Regularized Fluctuating Lattice Boltzmann Model

TL;DR

The paper tackles the integration of thermal fluctuations into lattice Boltzmann simulations while preserving fluctuation–dissipation balance for both hydrodynamic and ghost modes. It develops a regularized fluctuating lattice Boltzmann method (Reg-FLBM) on the $D3Q27$ lattice by projecting onto a complete Hermite basis and applying recursive regularization with distinct relaxation rates for hydrodynamic and ghost modes, plus noise terms that satisfy the fluctuation–dissipation theorem. Numerical tests demonstrate that Reg-FLBM reproduces correct fluctuation amplitudes across a wide range of viscosities, outperforming the conventional BGK-FLBM in stability and accuracy, and spectral analyses confirm fidelity of the fluctuation spectra. The method scales efficiently on multi-GPU HPC platforms, enabling large-scale studies of fluctuation-driven phenomena in mesoscale and nanoscale fluids, with promising avenues including higher-order lattices, non-ideal/multi-component extensions, and improved Galilean-invariance handling.

Abstract

We introduce a regularized fluctuating lattice Boltzmann model (Reg-FLBM) for the D3Q27 lattice, which incorporates thermal fluctuations through Hermite-based projections to ensure compliance with the fluctuation-dissipation theorem.

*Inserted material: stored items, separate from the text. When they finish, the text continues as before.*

PR #81, opened 2018-03-20
Add FIDO 2 functionality

dagheyman:
- drop dependency on libu2f-host
- add dependency on fido-host
- add fido commands
- add support for fido capability


dagheyman:
I'd like a second look at this one @dainnilsson

PR #82, opened 2018-03-20
Fix PIV cert generation when sign requires PIN

emlun:
Commit 5003df366637cfaac80ab9b8c987aa402d9bf20e exposed a bug where generating self-signed PIV certificates and CSRs for slot `9c` would fail. This is because the `9c` slot has default pin policy `ALWAYS`.

These commits

- add a `pin=None` parameter to the `PivController.sign()` method.
  - If the signing operation fails with status `6a82` (Access denied) and a `pin` argument was given, the `sign()` method will attempt to verify that PIN and recursively retry itself.
- add a `pin=None` parameter to the following methods of `PivController`, which forward the `pin` argument in the internal call to `sign()`:
  - `generate_certificate_signing_request()`
  - `generate_self_signed_certificate()`
  - `sign_cert_builder()`
  - `sign_csr_builder()`
- change some uses of the `sign()` method to send the `pin` argument to `sign()` instead of calling the `verify()` method and then `sign()` without a `pin` argument.


test/on_yubikey/test_cli_piv.py
```diff
@@ -167,6 +152,144 @@ def test_export_attestation_certificate(self):
         self.assertIn('BEGIN CERTIFICATE', output)
 
 
+class GenerateSelfSigned_NonDefaultMgmKey(PivTestCase):
```
dagheyman: Not a fan of underscore in classnames.

emlun: I agree, but I think it makes a useful visual separator in this case. Do you prefer this

```
test_generate_self_signed_slot_9a (test.on_yubikey.test_cli_piv.GenerateSelfSigned_NonDefaultMgmKey) ... ok
test_generate_self_signed_slot_9c (test.on_yubikey.test_cli_piv.GenerateSelfSigned_NonDefaultMgmKey) ... ok
test_generate_self_signed_slot_9d (test.on_yubikey.test_cli_piv.GenerateSelfSigned_NonDefaultMgmKey) ... ok
test_generate_self_signed_slot_9e (test.on_yubikey.test_cli_piv.GenerateSelfSigned_NonDefaultMgmKey) ... ok
test_generate_self_signed_slot_9a (test.on_yubikey.test_cli_piv.GenerateSelfSigned_ProtectedMgmKey) ... ok
test_generate_self_signed_slot_9c (test.on_yubikey.test_cli_piv.GenerateSelfSigned_ProtectedMgmKey) ... ok
test_generate_self_signed_slot_9d (test.on_yubikey.test_cli_piv.GenerateSelfSigned_ProtectedMgmKey) ... ok
test_generate_self_signed_slot_9e (test.on_yubikey.test_cli_piv.GenerateSelfSigned_ProtectedMgmKey) ... ok
```
or this?
```
test_generate_self_signed_slot_9a (test.on_yubikey.test_cli_piv.GenerateSelfSignedWithNonDefaultMgmKey) ... ok
test_generate_self_signed_slot_9c (test.on_yubikey.test_cli_piv.GenerateSelfSignedWithNonDefaultMgmKey) ... ok
test_generate_self_signed_slot_9d (test.on_yubikey.test_cli_piv.GenerateSelfSignedWithNonDefaultMgmKey) ... ok
test_generate_self_signed_slot_9e (test.on_yubikey.test_cli_piv.GenerateSelfSignedWithNonDefaultMgmKey) ... ok
test_generate_self_signed_slot_9a (test.on_yubikey.test_cli_piv.GenerateSelfSignedWithProtectedMgmKey) ... ok
test_generate_self_signed_slot_9c (test.on_yubikey.test_cli_piv.GenerateSelfSignedWithProtectedMgmKey) ... ok
test_generate_self_signed_slot_9d (test.on_yubikey.test_cli_piv.GenerateSelfSignedWithProtectedMgmKey) ... ok
test_generate_self_signed_slot_9e (test.on_yubikey.test_cli_piv.GenerateSelfSignedWithProtectedMgmKey) ... ok
```

...and it's "just" the tests, not part of any API. :)

dagheyman: I prefer the second version just because my brain reacts to the mixing of styles, but don't have very strong opinions.

emlun: Perhaps I should move those tests to a separate module instead...

emlun:
@dainnilsson if you want to review this:

- [Changes before moving files around](https://github.com/Yubico/yubikey-manager/pull/82/files/efe84f19c617e7db886ac51aa3aa848ccd2be064)
- [Changes moving files around](https://github.com/Yubico/yubikey-manager/pull/82/files/efe84f19c617e7db886ac51aa3aa848ccd2be064..65129a83805aca8ad926424f2a0089e3de81c185)
- [Changes after moving files around](https://github.com/Yubico/yubikey-manager/pull/82/files/65129a83805aca8ad926424f2a0089e3de81c185..cdeaadf217a43218189fd6d414b18d06eb62f0c0)

ykman/piv.py
```diff
@@ -814,14 +815,27 @@ def sign_raw(self, slot, algorithm, message):
...
-            message = h.finalize()
-        return self.sign_raw(slot, algorithm, message)
+            message_hash = h.finalize()
+        try:
+            return self.sign_raw(slot, algorithm, message_hash)
+        except APDUError as e:
+            if e.sw == SW.ACCESS_DENIED:
+                if pin:
+                    self.verify(pin, touch_callback=touch_callback)
+                    return self.sign(slot, algorithm, message, pin=pin)
```
dainnilsson: Isn't it wrong to pass the pin again to the recursive call? If it didn't work the first time...

ykman/piv.py
```diff
@@ -814,14 +815,27 @@ def sign_raw(self, slot, algorithm, message):
...
+                else:
```
dainnilsson: You can get rid of this else-clause and just de-indent the raise at the bottom of the method by one level.

ykman/piv.py
emlun: No, in fact it's required because - as you note above - the VERIFY command might follow up with an AUTHENTICATE command which consumes the verifiedness needed for the ALWAYS pin policy. If the PIN is wrong, then the `verify` call here will instead raise an exception that isn't caught here.

ykman/piv.py
emlun: Yes. Is that the require style in this codebase? Personally I generally prefer explicit branches over early returns.

ykman/piv.py
dainnilsson: So, if I'm understanding this correctly, the first call may get SW.ACCESS_DENIED due to lack of "verifiedness", which then calls verify(), and then a recursive call to sign, again passing pin.
However, the call to verify() might not provide the "verifiedness" the first time, as it might also do an authenticate(), which results in a second SW.ACCESS_DENIED. In that case a second recursive call to sign() is needed, making it a total of 3 invocations of sign() before success?

What about the `touch_callback`? That seems to get lost between the first and second calls to verify().

emlun:
@dainnilsson 
>Is the reason for adding the `pin` argument to sign, rather than explicitly calling verify() before calling sign(), due to verify() also calling authenticate() in some circumstances (making the verification unusable for a PIN policy of ALWAYS)?

Yes, that's the main reason. I also thought it would make sense that if signing might require PIN verification, then the sign method could accept an optional PIN parameter.

>Would having PivController.verify() call the actual VERIFY instruction again at the end, if it called authenticate(), solve the problem?

Yes, that is an alternative (and much smaller) solution. I think the reason why I dind't go with that one is because I came at the problem from the other direction and discovered this after the fact.

>I think it makes the API a bit weird having sign take a pin argument which it doesn't use unless it gets an error. This means that the call may succeed even if the PIN is wrong.

This is a very good point. I agree, then, that staying with separate calls to `verify()` and `sign()` is the way to go.

>Generally I would prefer to catch the error at a higher level, and THEN prompt the user for the PIN in the case where it's needed, rather than preemptively doing so.

I'll note that you can still do this by not sending a `pin` argument to `sign()`, and then prompting for PIN and retrying, but it does kind of defeat the purpose of the `pin` parameter.

dainnilsson:
That makes sense. How about this:
- Modify verify() so that it always provides "verifiedness" (which may result in multiple calls to VERIFY), since it's weird that it doesn't currently do so (my bad!).

And if you think it makes sense to do so, also:
- Keep the optional `pin` argument for the `sign_X_builder()` and `generate_X()` methods, and if provided, verify() WILL be called prior to sign(), causing an error if the PIN is wrong. If not provided, then the call may result in ACCESS_DENIED.

ykman/piv.py
dagheyman: I prefer to avoid else branches [if possible].(https://softwareengineering.stackexchange.com/questions/18454/should-i-return-from-a-function-early-or-use-an-if-statement?answertab=votes#tab-top)

emlun:
Actually, thinking back at this again... I'd say the main issue here is that there's no way (I'm told) to query for the PIN policy of the key slot to use. That didn't seem like something the caller should have to care about, which is why I integrated the logic in `sign()`. But I realize now that the `pin` parameter doesn't actually help much with that - if the PIN policy _might_ be ALWAYS, then to be sure you'd have to pass a `pin` argument even if the PIN policy is in fact NEVER, so the caller still has to handle the failure externally if it wants to save the user from having to provide a PIN when none is needed.

So I think it's probably best to revert the addition of the `pin` parameter and just fix `verify()` instead. That also means there won't be two ways to do this.

dainnilsson:
Yeah, that makes sense. I agree.

ykman/piv.py
emlun: Yes, that is a correct understanding.

>What about the `touch_callback`?

Oops, looks like I forgot about that one...

emlun:
#83 replaces this.

PR #85, opened 2018-03-23
make fido reset more interactive

dagheyman:


ykman/cli/fido.py
```diff
@@ -158,16 +159,20 @@ def reset(ctx):
...
+    click.echo('Remove and re-insert your YubiKey to perform the reset...')
+
+    removed = False
+    while True:
+        descriptors = list(get_descriptors())
+        n_keys = len(descriptors)
+        if not n_keys:
+            removed = True
+        if removed and n_keys == 1:
+            break
```
emlun: How about a short sleep here (~50 ms or so), so we don't max the processor for this?

PR #92, opened 2018-04-09
Add prettier names for a couple of capabilities

dagheyman:


dagheyman:
> I feel like it might be a tiny bit cleaner to do this by lookup in a dictionary instead, but that might be overkill in this case.

I followed the style of how it's done for the FORM_FACTOR enum in the same file.

emlun:
Good point. :)

PR #99, opened 2018-04-20
Rename U2FDriver -> FidoDriver.

dainnilsson:


ykman/descriptor.py
```diff
@@ -30,7 +30,7 @@
 from .util import PID, TRANSPORT, Mode
 from .device import YubiKey
 from .driver_ccid import open_devices as open_ccid
-from .driver_u2f import open_devices as open_u2f
+from .driver_fido import open_devices as open_u2f
```
dagheyman: Should be imported as open_fido

dainnilsson: Done

PR #103, opened 2018-04-25
Fix destructive tests in Python 2

emlun:
- Remove unused type conversions that didn't work in Python 2
- Pass `u''` strings to make `x509.NameAttribute` happy in Python 2
- Don't use `assertRaisesRegex` which was added in Python 3


emlun:
Much better indeed - thanks!

PR #104, opened 2018-04-30
Make all non-short options case insensitive

dagheyman:
The idea is that all options that are not short-options should be case insensitive. This is done using the [token_normalize_func](http://click.pocoo.org/6/api/#click.Context.token_normalize_func), as suggested in [this thread](https://github.com/pallets/click/issues/569).

The alternative is to normalize all options (not only those with a >1 length), but then we can't have options like `-p` and `-P` have different meanings.

### DIFF
--- a/test/on_yubikey/test_cli_config.py
+++ b/test/on_yubikey/test_cli_config.py
@@ -138,6 +138,11 @@ class TestConfigNFC(DestructiveYubikeyTestCase):
             ykman_cli(
                 'config', 'nfc', '--enable-all', '--disable-all', 'FIDO2', '-f')
 
+    def test_case_insensitive(self):
+        ykman_cli('config', 'nfc', '--LIST')  # Assume no exception
+        with self.assertRaises(SystemExit):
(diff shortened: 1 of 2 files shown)


emlun:
Why should they be case insensitive?

dagheyman:
> Why should they be case insensitive?

UX reasons.
1. It's faster to type commands when they are case insensitive.
2. Users will probably try the lowercase version first, and then get an error, having to re-type the whole command.

emlun:
But we don't have any uppercase `--long-options`, do we? I agree this is a good thing for option _values_ and that kind of thing, such as the mode/application names (`CCID`, `FIDO2` etc) in the `mode`/`config` commands, but I'm not sure about doing the same for the option _names_. Sure, we won't have long options whose names differ only in case - but if the long options are case insensitive, might that make some think the short options are as well?

dagheyman:
I see your point, and agree, will look into alternative solutions that only affect option _vaues_.

PR #108, opened 2018-05-07
address issue 31: support '--json' output

blaisep:
@dagheyman Feel free to use this PR if you think it will help the request for JSON output.


dagheyman:
Thanks for the PR! It looks fine, however we decided we will not add json support for this tool, and point to the python API for scripting purposes.

PR #109, opened 2018-05-15
otp: try reading config twice if timeout

dagheyman:
Using the OTP interface directly after using FIDO might result in a timeout. If this happens, wait 3 seconds and try again.

To reproduce the error that this fixes:

```
from ykman import driver_fido, driver_otp
next(driver_fido.open_devices()).read_config()
next(driver_otp.open_devices()).read_config()
```


emlun:
Can that snippet be added as a test?

dagheyman:
> Can that snippet be added as a test?
Should be possible, good point.

PR #315, opened 2020-02-14
Migrate tests to tox and pytest

emlun:
`python setup.py test` is deprecated, see
https://setuptools.readthedocs.io/en/latest/history.html#v41-5-0:

>#1878: Formally deprecated the test command, with the recommendation
that users migrate to tox.

pytest has a ["fixtures" framework][1] for parameterizing tests and preparing test environments. This allows us to get rid of most of the custom test multiplication framework, and return to conventional Python test syntax with test classes as top-level module members.

This does have the drawback that tests that don't apply to a given YubiKey are now marked as skipped instead of not appearing at all, meaning we'll always have "false positive" test skips. I believe the advantages more than make up for this, though, and we might be able to improve on the skipping mechanism in the future.

pytest also makes the test output pretter. :)

[1]: https://docs.pytest.org/en/3.0.1/fixture.html


dagheyman:
Since they to not seem to depend on each other, I'd suggest splitting this up in one PR for migrating to tox and another one for introducing pytest, so we can reason about them separately.

emlun:
Will do.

By leveraging the recursive regularization framework, the model achieves thermodynamic consistency for both hydrodynamic and ghost modes. Compared to the conventional single-relaxation-time BGK-FLBM, the Reg-FLBM provides improved stability and a more accurate description of thermal fluctuations. The implementation is optimized for large-scale parallel simulations on GPU-accelerated architectures, enabling systematic investigation of fluctuation-driven phenomena in mesoscale and nanoscale fluid systems.

Figures (3)

• Figure 1: Equilibration ratio spectra for the four main hydrodynamic fields, computed as a function of the wavevector modulus $k$, for both the BGK-FLBM (top row) and the Reg-FLBM (bottom row), at two values of the relaxation time: $\tau=0.51$ (left column) and $\tau=50.0$ (right column). Panels: (a) BGK-FLBM, $\tau=0.51$; (b) BGK-FLBM, $\tau=50.0$; (c) Reg-FLBM, $\tau=0.51$; (d) Reg-FLBM, $\tau=50.0$.
• Figure 2: Minimum and maximum values of the equilibration ratio for the total momentum, $\mathrm{ER}\left(\sum_\alpha \rho u_\alpha\right)$, as a function of the relaxation time $\tau$, for the Reg-FLBM (blue, circles and squares) and the BGK-FLBM (orange, triangles and diamonds). For each value of $\tau$, the minimum and maximum deviation from unity are computed over all wavevector magnitudes $|\mathbf{k}|$ in the range $4 \leq |\mathbf{k}| \leq 64$.
• Figure 3: Weak scaling of GLUPS (Giga Lattice Updates Per Second) as a function of the number of GPUs, $N_{\mathrm{GPU}}$, for the regularized fluctuating (Reg-FLBM) and regularized non-fluctuating (Reg-LBM) models on Leonardo at CINECA. Each GPU handles a $256^3$ subdomain. Dashed and dotted lines show ideal speedup. Both models achieve nearly ideal scaling up to 64 GPUs, with Reg-FLBM reflecting the additional cost of fluctuations.